As a result, the water that keeps a neighborhood's greenbelt so lush and the landscaping along the roads so vibrant has been used before. It might have been used, in fact, a few days earlier to rinse dishes or wash a family's clothes. Along row crops and orchards throughout The Irvine Ranch®, water drips, drips, drips ever so slowly-and ever so precisely-delivering just the right amount to plants and trees while preventing potentially harmful runoff.
Long ago, the Irvine Ranch Water District (IRWD), which supplies water to communities on the ranch, contended that "water shouldn't be used just once."
And on the ranch, it seldom is. Reclaimed water is ubiquitous here; reclaimed water-along with creative ways of transporting it-has been a core part of the Ranch's environmental legacy since 1967, when IRWD, with support from The Irvine Company, opened the Michelson Water Reclamation Plant.

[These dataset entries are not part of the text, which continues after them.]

PR #1528, opened 2026-08-29
fix(cli): take the mutation lock for the three reset verbs (#1482)

### LINKED ISSUE #1482: Six mutating verbs and the in-place upgrade fallback still take no mutation lock (#1342 residual)

VijitSingh97:
**DRAFT — do not merge yet, and not by me: the controller routes the non-author pass.** The regression test AND its `tests/stack/run.sh` registration are both in, and both commits are rebased onto the post-R14 tip. Read `Shell tests (shellcheck + pithead suite)` before anything else — it is the only check that exercises this diff, and now the only one that runs the 28 new assertions.

## What this changes

`factory_reset`, `config_reset` and `reset_dashboard` each mutate the machine while holding no mutation lock, so a concurrent `pithead` verb can interleave with a wipe. This takes the window for all three.

`os_update` was already locked (`15-os-update.sh:228`). That leaves `rotate_secrets` and the firstboot installer path still unlocked, so **this PR does not close #1482** — it is a slice, and the residual is named rather than left for a reader to discover.

## Placement, and why it is where it is

Copied from the rule `setup` already follows:

- **After each verb's confirmation prompt**, so the hold never spans a human wait.
- **Before its first mutation**, so the timeout message's promise that nothing has changed is literally true.

`config_reset` is the sharpest of the three: it removes `config.json`, so a window taken any later would let a timeout abandon a box whose configuration was already half gone.

**Both reboot paths keep `reset_reboot_or_hint` INSIDE the window deliberately.** Releasing between arming the wipe and the reboot is precisely the half-reset gap the lock exists to prevent.

## Two judgement calls, stated rather than left silent

**No per-verb exit-status routing, and that is deliberate.** #1391's F3 hazard arises because `firstboot_wizard` wraps `setup` and interprets its exit status. `51-main-dispatch.sh:121-124` is the only call site of each reset verb and calls all three **bare**, so `mutation_lock_acquire`'s own exit with `PITHEAD_EX_LOCK_TIMEOUT` reaches the operator unmodified. Re-derived at this head, not carried from the issue. Accepted as a ruling by the controller.

**`reset_dashboard` has an `exit 1` path that bypasses the explicit `mutation_lock_release`.** I checked this rather than assuming: the lock is an `exec 9>>` file descriptor on the shell process (`00-prelude.sh:259`), so process exit closes it and the OS drops the flock. No leak, and adding a trap would diverge from the `os_update` precedent (`15-os-update.sh:228`/`:268`) for no gain.

"The fd closes" is only half of what `mutation_lock_release` does, so the other half is stated here rather than left for a reviewer to find. It also runs `: >"$_PITHEAD_LOCK_PATH"`, clearing the **holder record**, and the bypassing `exit 1` path leaves that line in place. That is handled by design and not by luck: `mutation_lock_holder` gates the record on `[ -d /proc/$pid ] || kill -0 $pid` and reports `holder unrecorded` for a dead pid, and the next acquire appends over it regardless. The only consequence is that a concurrent waiter sees `holder unrecorded` instead of a name, on a path that is already erroring out. Not a defect, and not a reason to add a trap.

## What was run, at this head

Everything below was re-run **after** the rebase onto `origin/develop-v2` (`9f0fe17`), not carried over from the pre-rebase evidence — a moved base invalidates the proof set, not just the suite.

- `bash -n` — clean on both the slice and the artifact.
- `shfmt -i 4` — diff of **0 bytes**.
- `make lint-pithead-parity` — OK, 52 slices.
- `scripts/lint-file-budget.sh` — OK. `16-reset.sh` 156 -> 181 lines (via the gate's own `awk 'END{print NR+0}'`, not `wc -l`), no tsv row, under 400.
- Base ref probed **before and after** the gate run — identical both times, so no lane's fetch moved it mid-run.
- Added lines are identical in the slice and the artifact. The artifact was regenerated by `scripts/build-pithead.sh` only and never hand-edited; parity is what proves that.

## The regression test

`tests/stack/test-appliance-reset-lock.sh`, a new sibling file — 186 lines, no budget row needed.

**Scope, stated so it is not read as duplicating `test-lifecycle.sh`.** That file proves the lock *mechanism* — holder record, announced wait, refusal, rc, release — driven through `stack_down`. None of it says whether any *other* verb reaches that mechanism, and these three did not. So this asserts **wiring and placement**, one verb at a time, and nothing about how the lock itself behaves. The rc assertions are the cheapest proof that a verb reaches `mutation_lock_acquire` at all, not a second opinion on the exit status.

**Placement is pinned from both sides**, because a test that only asks "does it take the lock" passes with the acquire in the wrong place:

- *Before the first mutation* — on a held machine each verb must leave `config.json`, the ESP marker, the containers and the data directories exactly as it found them. The refusal promises the operator nothing changed; these assertions are what make that literally true.
- *After the confirmation* — a verb given the wrong confirmation word on a held machine must come back on the word, never having entered the lock wait. Move the acquire above the prompt and an operator answering "no" is made to wait for a window the verb was about to decline.

**Every contended case has an uncontended positive control** asserting the same fixture really does perform the mutation being looked for. Without it, "`config.json` is still here" is equally consistent with a fixture that never armed — and the two read identically.

### Proven able to fail

Run through a standalone driver mirroring `run.sh`'s contract (`set -uo pipefail`, `lib.sh` first, verdict from the PASS/FAIL counters), because the file is not registered in the suite yet. Each mutant was proven **applied** by `git diff --numstat` on the artifact before its run, and judged by its expected text rather than by rc.

| leg | result |
|---|---|
| clean | 28 passed, 0 failed |
| **M1** — the three `mutation_lock_acquire` lines deleted (the pre-#1528 state) | **14 failed**, every one in the contended block, each naming the real mutation that got through: `config.json` gone, ESP marker armed, containers removed, data dirs deleted |
| **M2** — `config-reset`'s acquire moved above its confirmation prompt | **2 failed**, only the two `config-reset` placement rows; that run timed out (`Timed out after 1s ... nothing was changed`) instead of reporting the decline |
| clean re-run, after restore | 28 passed, 0 failed |

The two mutants kill **disjoint** row sets, so they are two instruments rather than one printed twice. The restore between legs was verified byte-identical (`cmp` against a pre-mutation copy), which is what makes the closing green a control rather than a repeat.

Also run on the test file at this head: `bash -n` clean, `shfmt -i 4` diff **0 bytes**, `shellcheck --severity=warning` (rc 0, run alongside `tests/stack/lib.sh` exactly as the real recipe pairs them), and `scripts/lint-file-budget.sh` OK **with the file staged** — the gate enumerates `git ls-files`, so an unstaged file is invisible to it and the run would have passed while proving nothing. Base ref probed before and after: unmoved.

## Registration, and the ordering it waited on

`tests/stack/run.sh` +3 lines, 237 -> 240, registering the new file immediately after
`test-appliance-reset.sh`. No tsv row either way. The new file needs nothing from any sibling — only `lib.sh` names — so unlike the editable-allowlist file it carries no adjacency constraint.

This was serialised behind the tests lane's R14 (**PR #1529**) by agreement, because R14 rewrote the region the stanza lands in. **R14 has merged.** Both commits are rebased onto the tip it produced, and the whole mechanical proof set was **re-run at the BRANCH head** rather than carried: a green merged tree answers what lands, not whether this PR's own evidence still stands. Base ref probed identical either side of the gate run.

## What to check that I have not

**A full local `tests/stack/run.sh` at the rebased head was still running when this was written, so I am not claiming it green.** CI's `Shell tests` job is the instrument to read here, and it is now the run that actually executes the 28 assertions — before the stanza they were linted but never run.

*Corrections to earlier versions of this section:* it named the lane guard as a blocker (the `tests/stack/` grant is armed — verified by **running** the guard against a staged file, rc 0), and later said the stanza was still missing (it is committed). Both are recorded here rather than quietly edited away.

## Provenance of the evidence above

Stated because a relay reads as recall. The slice-half proof set — `bash -n` and `shfmt` on `16-reset.sh` and the artifact, `lint-pithead-parity` at 52 slices, the budget figures for `16-reset.sh`, the artifact regeneration — was run by the previous session at this same base. That base has since MOVED (R14), so I did not carry it: after rebasing onto `90f5f53` I re-ran the slice-half gates myself at the branch head — `lint-pithead-parity` OK at 52 slices, budget gate OK, base probed identical either side. Everything in "The regression test" above I ran myself.

### DIFF
--- a/lib/pithead/16-reset.sh
+++ b/lib/pithead/16-reset.sh
@@ -17,6 +17,12 @@ reset_dashboard() {
         fi
     fi
 
+    # After the confirmation, never before it: the hold must not span a human wait, which is the
+    # placement rule `setup` already follows (#1391). Everything below this line mutates — the
+    # containers are removed and both data directories are deleted — so a lock timeout here has
+    # genuinely changed nothing, which is exactly what the timeout message promises the operator.
+    mutation_lock_acquire reset-dashboard
+
     log "Resetting dashboard and p2pool..."
     # Resolve what to delete from .env (the LIVE deployment's data dirs), NOT a fresh config.json
     # parse — otherwise editing a *.data_dir in config.json before `reset-dashboard` (without an
@@ -61,6 +67,7 @@ reset_dashboard() {
         warn "Fix the cause shown above, then re-run '$0 up' to bring them back."
         exit 1
     fi
+    mutation_lock_release
 }
 
 # --- Two-tier reset (config / factory) -----------------------------------------------------------
@@ -108,13 +115,22 @@ config_reset() {
         }
     fi
 
+    # After the typed confirmation, so the hold never spans a human wait (#1391), and before the
+    # first mutation below — this verb REMOVES config.json, so a window taken any later would let a
+    # timeout abandon a box whose configuration was already half gone.
+    mutation_lock_acquire config-reset
+
     detect_os 2>/dev/null || true
     docker compose down --remove-orphans 2>/dev/null ||
         warn "compose down failed (engine not running?) — continuing with the config wipe."
     remove_tor_egress_firewall 2>/dev/null || true
     rm -f "$CONFIG_FILE" "$ENV_FILE" Caddyfile
     log "Configuration cleared — the first-boot wizard owns the next boot."
+    # The reboot stays INSIDE the window on purpose. Releasing after the wipe but before the reboot
+    # would leave a gap in which another verb could start against a box that has no config.json yet
+    # still has its old containers' state — the half-reset window this lock exists to prevent.
     reset_reboot_or_hint
+    mutation_lock_release
 }
 
 # factory-reset: the deep wipe. /data cannot be reformatted while it is mounted and holding the
@@ -145,6 +161,12 @@ factory_reset() {
         }
     fi
 
+    # Taken after the typed confirmation so the hold never spans a human wait (#1391). The marker
+    # write below is a single line, but it is not the mutation that matters: arming it commits the
+    # machine to a reboot that reformats /data, and an operation already holding the window would
+    # otherwise be rebooted out from under itself mid-write.
+    mutation_lock_acquire factory-reset
+
     # Arm the boot-time wipe. The marker lives on the ESP, not /data, precisely because /data is
     # what gets erased. If the ESP is not writable the wipe cannot be armed, so refuse loudly
     # rather than reboot into a box that quietly did nothing.
@@ -152,5 +174,8 @@ factory_reset() {
     : >"$marker" 2>/dev/null ||
         error "Could not arm the reset marker at $marker (ESP not mounted?) — nothing was wiped."
     log "Reset armed. Rebooting to reformat /data and reopen the wizard..."
+    # Held across the reboot for the same reason as config-reset: the gap between arming the wipe
+    # and the reboot is precisely when another verb must not start.
     reset_reboot_or_hint
+    mutation_lock_release
 }
--- a/pithead
+++ b/pithead
@@ -3636,6 +3636,12 @@ reset_dashboard() {
         fi
     fi
 
+    # After the confirmation, never before it: the hold must not span a human wait, which is the
+    # placement rule `setup` already follows (#1391). Everything below this line mutates — the
+    # containers are removed and both data directories are deleted — so a lock timeout here has
+    # genuinely changed nothing, which is exactly what the timeout message promises the operator.
+    mutation_lock_acquire reset-dashboard
+
     log "Resetting dashboard and p2pool..."
     # Resolve what to delete from .env (the LIVE deployment's data dirs), NOT a fresh config.json
     # parse — otherwise editing a *.data_dir in config.json before `reset-dashboard` (without an
@@ -3680,6 +3686,7 @@ reset_dashboard() {
         warn "Fix the cause shown above, then re-run '$0 up' to bring them back."
         exit 1
     fi
+    mutation_lock_release
 }
 
 # --- Two-tier reset (config / factory) -----------------------------------------------------------
@@ -3727,13 +3734,22 @@ config_reset() {
         }
     fi
 
+    # After the typed confirmation, so the hold never spans a human wait (#1391), and before the
+    # first mutation below — this verb REMOVES config.json, so a window taken any later would let a
+    # timeout abandon a box whose configuration was already half gone.
+    mutation_lock_acquire config-reset
+
     detect_os 2>/dev/null || true
     docker compose down --remove-orphans 2>/dev/null ||
         warn "compose down failed (engine not running?) — continuing with the config wipe."
     remove_tor_egress_firewall 2>/dev/null || true
     rm -f "$CONFIG_FILE" "$ENV_FILE" Caddyfile
     log "Configuration cleared — the first-boot wizard owns the next boot."
+    # The reboot stays INSIDE the window on purpose. Releasing after the wipe but before the reboot
+    # would leave a gap in which another verb could start against a box that has no config.json yet
+    # still has its old containers' state — the half-reset window this lock exists to prevent.
     reset_reboot_or_hint
+    mutation_lock_release
 }
 
 # factory-reset: the deep wipe. /data cannot be reformatted while it is mounted and holding the
@@ -3764,6 +3780,12 @@ factory_reset() {
         }
     fi
 
+    # Taken after the typed confirmation so the hold never spans a human wait (#1391). The marker
+    # write below is a single line, but it is not the mutation that matters: arming it commits the
+    # machine to a reboot that reformats /data, and an operation already holding the window would
+    # otherwise be rebooted out from under itself mid-write.
+    mutation_lock_acquire factory-reset
+
     # Arm the boot-time wipe. The marker lives on the ESP, not /data, precisely because /data is
     # what gets erased. If the ESP is not writable the wipe cannot be armed, so refuse loudly
     # rather than reboot into a box that quietly did nothing.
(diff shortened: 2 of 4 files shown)


VijitSingh97:
## Verdict: MERGE

The non-author pass returned **MERGE-WITH-NOTES** with no blocking defect on any axis. I confirm it and am merging. Recording what each of us actually checked, because the two halves are different and the distinction is the point.

### What the pass did that a reading could not

It did not stop at reading the code and the CI log. It rebuilt the mutation harness in an isolated clone and **ran the mutants itself** — clean 28/0, M1 14 failures confined to the contended block, M2 26/2 with the literal timeout message, then a byte-identical restore back to 28/0. Disjointness of M1 and M2 was settled by diffing the two failing-label lists rather than by argument: M1 kills rows 9–22, M2 kills rows 27–28, zero overlap. That is what makes them two instruments rather than one measurement printed twice.

It also went past the evidence this PR offered. The PR mutation-tested placement on `config-reset` only; `reset-dashboard` and `factory-reset` were argued by symmetry. The pass built the same mutation against each of them and ran it — 26/2 each, exactly the two placement rows, zero bystanders. **Placement is now measured for all three verbs rather than measured for one and inferred for two.**

Every absence claim in the pass carries a fired positive control: the fail-glyph sweep, the `domain_ran` guard sweep, and the fixture's own `bad "the holder takes the lock window"` line, which is absent from the CI log and was shown present in the source file by the same grep first.

### What I re-derived myself, and one place my own check lied to me

**Lock placement, at source in `lib/pithead/16-reset.sh` at the head.** `reset_dashboard`: confirm at 13, acquire at 24, first `rm -rf` at 44, release at 70. `config_reset`: acquire at 121, `docker compose down` at 124, release at 133. `factory_reset`: acquire at 168, ESP marker write at 173, release at 180. All three acquire **after** the human confirmation and **before** the first mutation, so no hold spans a human wait and no mutation runs outside one. This is the claim the merge turns on and it matches what the pass measured by mutation.

**The budget gate, on both trees.** The base moved under this branch (its merge-base is `90f5f53`; the tip is now two commits further on), so this is the wide case and one run would not have answered both questions. Merged tree: 85 rows, 0 over. Branch head: 85 rows, 0 over. Control fired by forcing one ceiling below its file's real length, which correctly reported that row and only that row.

**Checks: 15 pass, 2 skipping, 0 pending, 0 failing** at `821ff0e`, including `Shell tests` — the only job that exercises this diff.

**On finding 1, my first check falsely cleared it.** I grepped the body for both shas, got zero matches, and nearly recorded the finding as not reproducing. The grep was broken, not the finding — an alternation pattern that silently matched nothing. Re-run with a positive control on a string I knew was present, both shas appear exactly once, and the finding is exact: line 30 says the rebase was onto `9f0fe17`, line 82 says `90f5f53`, and the branch's true parent is `90f5f53` — `9f0fe17` is one merge older. A check that has never matched anything is not evidence that there is nothing to match.

### Disposition of the two notes

**1 — the stale sha, corrected here rather than in a commit.** A loose claim in a PR body is a merge-record defect: it is corrected in the verdict and never force-pushed, because rewriting a reviewed head to fix prose costs more than it buys. **The rebase point for all the evidence in this PR is `90f5f53`; the `9f0fe17` on line 30 is stale text from an earlier draft.** The gates were in fact anchored to the right commit — the pass re-ran them and so did I. The reason this is worth a line at all is the one the PR itself argues elsewhere: a wrong figure sitting under a right conclusion has no tell.

**2 — not a defect, and worth carrying forward.** The pass closed the placement gap itself and it held. Recording it because the next slices of #1482 (`rotate_secrets`, the firstboot installer path) also have interactive confirms, and "argued by symmetry" should not be the standard there either.

### #1482 stays open

This locks three of the six mutating verbs it names. `rotate_secrets` and the firstboot installer path still take no lock, which the PR body discloses correctly. A close trigger phrased as "the named change landed" goes ambiguous the moment the named change ships in slices, so the issue is checked, not the PR — and the issue is not done.

Separately, and relayed from the pass rather than re-derived by me: **#1482's own text is now stale**, listing `os_update` among the unlocked paths when #1514 covered it since. That is the tracking issue falling behind its own slices, not a defect in this PR.

### What I did not do

I did not re-run the mutation battery myself — the pass ran it in an isolated clone and a second copy of the same measurement is not a second instrument. I ran no suite locally at this head, and none exists: the lane's own local run was reaped mid-run and left no rc file, so **CI is the only thing that has ever executed these 28 assertions**. Nothing here touches real hardware, a real ESP, or a real wipe; the suite's `sudo` is a logging stub by design. Pid-reuse racing the holder record remains an accepted narrow gap disclosed in `00-prelude.sh` and is outside this PR.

Like all of its conservation and environmental stewardship efforts on the Ranch, the company's success at conserving water is the product of collaborative efforts involving diverse interests, including IRWD, environmental organizations, community leaders and local cities, as well as county, state and federal agencies.
Following is an overview of major efforts to conserve, reclaim and reuse water on The Irvine
Ranch®:
When the Michelson Water Reclamation Plant opened in 1967, it represented the most aggressive commitment to using reclaimed water in California's history. The backbone of the plant is an elaborate dualpipe system that winds its way through the Ranch. One system of pipes delivers fresh water to homes and businesses, while the other system-featuring more than 300 miles of pipeline-transports treated reclaimed water that is used to irrigate large landscaped areas such as parks, golf courses, community greenbelts and roadway medians. More than 20% of all water supplied by IRWD is reclaimed water. This dual-delivery system in 2003 saved more than 23,000 acre feet of fresh water-enough to supply the fresh-water needs of 46,000 families for a year.
In another collaboration, IRWD and The Irvine Company in the early 1990s pioneered the use of reclaimed water in restrooms throughout several of the company's high-rise office buildings, also using the dual-pipe delivery system. And since the mid-1980s, water-saving fixtures such as low-flow shower heads and toilets have been used in homes, hotels and office buildings built on the Ranch.
The Irvine Ranch was an early proponent of the extensive use of drip irrigation to water crops and orchards. Drip irrigation uses significantly less water than traditional sprinkler irrigation systems.